What does idempotency mean for a data pipeline, and how do you make a pipeline idempotent?
An idempotent pipeline produces the same output no matter how many times it runs for the same logical window — rerunning it on an already-processed date partition yields identical results rather than duplicated rows. Achieving idempotency typically means using INSERT OVERWRITE (or MERGE) instead of plain INSERT, keying every record with a deterministic ID, and deleting-then-inserting the target partition before writing.
How to think about it
Idempotency is the most important reliability property for batch pipelines.

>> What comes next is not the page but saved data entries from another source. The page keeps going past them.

PR #2013, opened 2025-05-22
Fix invariant

hhugo:
## Effects
The effects pass was previously  leaving unused blocks behind.

### The issue
I do not have a good grasp on what's is going on but it seems that a parent closure can sometimes be optimized before the closures it contains (recursive cycles).

```
function A () 
   fun B() {  A () }
   fun C() { B () }
   C();
}
```
- We first optimize A and decide nothing happens
- Then C and decide to inline B and B becomes dead
- We need to cleanup A but we already visited it

### The fix
- We maintain a table for a closure to the block it is declared into.
- We collect the names of all inlined closures, filter out the one that are still live
- We map the dead closures to their block and rewrite theses blocks only.

### DIFF
--- a/compiler/lib/lambda_lifting.ml
+++ b/compiler/lib/lambda_lifting.ml
@@ -225,15 +225,16 @@ let rec traverse var_depth (program, functions) pc depth limit =
     program.blocks
     (program, functions)
 
-let f program =
+let f p =
   let t = Timer.make () in
   let nv = Var.count () in
   let var_depth = Array.make nv (-1) in
-  let program, functions =
+  let p, functions =
     let threshold = Config.Param.lambda_lifting_threshold () in
     let baseline = Config.Param.lambda_lifting_baseline () in
-    traverse var_depth (program, []) program.start 0 (baseline + threshold)
+    traverse var_depth (p, []) p.start 0 (baseline + threshold)
   in
   assert (List.is_empty functions);
   if Debug.find "times" () then Format.eprintf "  lambda lifting: %a@." Timer.print t;
-  program
+  Code.invariant p;
+  p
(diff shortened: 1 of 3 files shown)


compiler/lib/effects.ml
```diff
@@ -1140,6 +1140,7 @@ let f ~flow_info ~live_vars p =
   let p = split_blocks ~cps_needed p in
   let p, trampolined_calls, in_cps = cps_transform ~live_vars ~flow_info ~cps_needed p in
   if Debug.find "times" () then Format.eprintf "  effects: %a@." Timer.print t;
+  let p = Deadcode.remove_unused_blocks p in
```
hhugo, line 1143: @OlivierNicole , @vouillon , is it expected that the effects pass produces unused  blocks ?

compiler/lib/inline.ml
```diff
@@ -409,7 +420,8 @@ and should_inline ~context info args =
       || Option.equal Var.equal info.enclosing_function context.current_function
       || (not !(context.has_closures))
          && Option.equal Var.equal info.enclosing_function context.enclosing_function
-  | `Wasm, _ | `JavaScript, `Double_translation -> true
+  | `JavaScript, `Double_translation -> true
```
hhugo, line 423: @vouillon, I think we need a comment explaining this line

compiler/lib/effects.ml
OlivierNicole: I would expect so, yes. It creates a bunch of new blocks when creating all the continuation closures.

vouillon: @hhugo How do you get it to produce unused blocks? I removed this line and `dune build @runtest-js --profile with-effects` still runs without error.

hhugo: OCAMLRUNPARAM=b=1 dune exec js_of_ocaml `which ocamlc.byte` --  -o ocamlc.js --opt 1  --debug stats  --debug invariant --effects double-translation

hhugo:
This invariant has been fixed in other PRs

Airflow retries on failure; engineers rerun jobs after bugs are fixed; backfills replay months of history. If a pipeline is not idempotent, every retry is a data quality incident.
What breaks idempotency
A plain INSERT INTO appends rows. Running the same job twice for the same date doubles the data. This is the most common data quality bug in analytics engineering.
-- BAD: doubles rows on retry
INSERT INTO orders_daily
SELECT DATE(created_at), SUM(amount) FROM orders
WHERE DATE(created_at) = '2026-06-05';
Pattern 1 — INSERT OVERWRITE a partition
Most columnar stores support atomic partition replacement. The partition is deleted and rewritten in a single operation.
-- Spark / Hive-style
INSERT OVERWRITE TABLE orders_daily
PARTITION (order_date = '2026-06-05')
SELECT SUM(amount) AS revenue FROM orders
WHERE DATE(created_at) = '2026-06-05';
Snowflake equivalent: wrap in a transaction that does DELETE WHERE order_date = '2026-06-05' followed by INSERT.
Pattern 2 — MERGE (upsert)
Use a natural or synthetic unique key. MERGE updates existing rows and inserts new ones.
MERGE INTO orders_daily AS target
USING staging_orders_daily AS src
ON target.order_date = src.order_date
WHEN MATCHED THEN UPDATE SET revenue = src.revenue
WHEN NOT MATCHED THEN INSERT (order_date, revenue) VALUES (src.order_date, src.revenue);
Pattern 3 — deterministic surrogate keys
If the source lacks a primary key, generate a deterministic ID from stable fields using MD5 or SHA-256. The same source row always produces the same key, so MERGE safely deduplicates on retry.
import hashlib, json
def make_id(row: dict) -> str:
stable = {k: row[k] for k in ("order_id", "event_type", "created_at")}
return hashlib.md5(json.dumps(stable, sort_keys=True).encode()).hexdigest()
Airflow: always pass ds as the partition key
Airflow’s {{ ds }} template variable always refers to the logical execution date, not now(). Using now() or CURRENT_DATE makes a DAG non-idempotent because a retry on a different wall-clock date will write to a different partition.